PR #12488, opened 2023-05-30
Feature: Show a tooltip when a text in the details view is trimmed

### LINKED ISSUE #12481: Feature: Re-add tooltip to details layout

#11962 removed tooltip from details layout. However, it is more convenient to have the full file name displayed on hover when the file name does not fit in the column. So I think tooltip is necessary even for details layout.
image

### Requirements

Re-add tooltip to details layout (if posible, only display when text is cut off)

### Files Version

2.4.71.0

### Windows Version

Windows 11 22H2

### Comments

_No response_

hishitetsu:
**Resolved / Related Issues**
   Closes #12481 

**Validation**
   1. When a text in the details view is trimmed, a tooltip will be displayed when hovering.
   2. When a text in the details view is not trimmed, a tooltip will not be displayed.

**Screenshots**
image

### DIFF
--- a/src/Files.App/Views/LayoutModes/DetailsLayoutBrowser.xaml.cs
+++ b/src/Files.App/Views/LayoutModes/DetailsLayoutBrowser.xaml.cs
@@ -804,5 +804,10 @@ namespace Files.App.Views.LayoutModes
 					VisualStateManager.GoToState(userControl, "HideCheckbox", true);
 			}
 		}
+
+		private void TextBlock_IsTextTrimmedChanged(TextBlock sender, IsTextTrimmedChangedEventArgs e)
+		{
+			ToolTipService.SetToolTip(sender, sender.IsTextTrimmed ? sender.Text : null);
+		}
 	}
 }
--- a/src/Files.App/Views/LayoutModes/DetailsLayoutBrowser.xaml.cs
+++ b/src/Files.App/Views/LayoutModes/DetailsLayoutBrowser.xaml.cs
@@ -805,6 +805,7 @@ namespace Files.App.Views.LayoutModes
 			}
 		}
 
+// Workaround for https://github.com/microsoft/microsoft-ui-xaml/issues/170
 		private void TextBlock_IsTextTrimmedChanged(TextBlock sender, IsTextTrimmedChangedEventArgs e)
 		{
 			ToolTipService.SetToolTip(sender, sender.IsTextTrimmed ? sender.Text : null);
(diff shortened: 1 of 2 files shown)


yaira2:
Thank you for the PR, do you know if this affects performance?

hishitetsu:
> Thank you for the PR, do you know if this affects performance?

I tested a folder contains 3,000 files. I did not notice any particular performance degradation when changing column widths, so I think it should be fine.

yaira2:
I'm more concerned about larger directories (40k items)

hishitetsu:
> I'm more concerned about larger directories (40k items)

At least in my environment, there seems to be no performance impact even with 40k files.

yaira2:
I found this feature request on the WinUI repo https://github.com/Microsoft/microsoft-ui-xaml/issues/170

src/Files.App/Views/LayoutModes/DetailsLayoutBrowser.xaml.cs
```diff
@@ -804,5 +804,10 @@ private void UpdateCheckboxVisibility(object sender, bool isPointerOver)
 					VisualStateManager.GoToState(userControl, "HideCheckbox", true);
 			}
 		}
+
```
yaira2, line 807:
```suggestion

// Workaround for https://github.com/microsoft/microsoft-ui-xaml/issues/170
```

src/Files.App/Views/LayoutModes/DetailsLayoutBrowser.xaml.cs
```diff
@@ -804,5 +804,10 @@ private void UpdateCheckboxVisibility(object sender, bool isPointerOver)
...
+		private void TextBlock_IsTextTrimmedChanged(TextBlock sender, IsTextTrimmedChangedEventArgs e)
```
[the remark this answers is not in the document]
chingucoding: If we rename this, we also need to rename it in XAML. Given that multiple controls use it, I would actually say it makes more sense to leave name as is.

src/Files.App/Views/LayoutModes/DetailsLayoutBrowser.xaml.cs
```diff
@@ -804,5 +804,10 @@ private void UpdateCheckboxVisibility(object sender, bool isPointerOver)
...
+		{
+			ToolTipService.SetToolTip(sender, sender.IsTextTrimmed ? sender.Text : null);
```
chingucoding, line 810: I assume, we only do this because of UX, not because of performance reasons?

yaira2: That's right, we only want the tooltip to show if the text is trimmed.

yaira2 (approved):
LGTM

****************************************

◆ EXERCISE GOAL:
Which lines above include the word "more"? Return each one.

◆ ANSWER TO THIS EXERCISE:
#11962 removed tooltip from details layout. However, it is more convenient to have the full file name displayed on hover when the file name does not fit in the column. So I think tooltip is necessary even for details layout.
I'm more concerned about larger directories (40k items)
> I'm more concerned about larger directories (40k items)
chingucoding: If we rename this, we also need to rename it in XAML. Given that multiple controls use it, I would actually say it makes more sense to leave name as is.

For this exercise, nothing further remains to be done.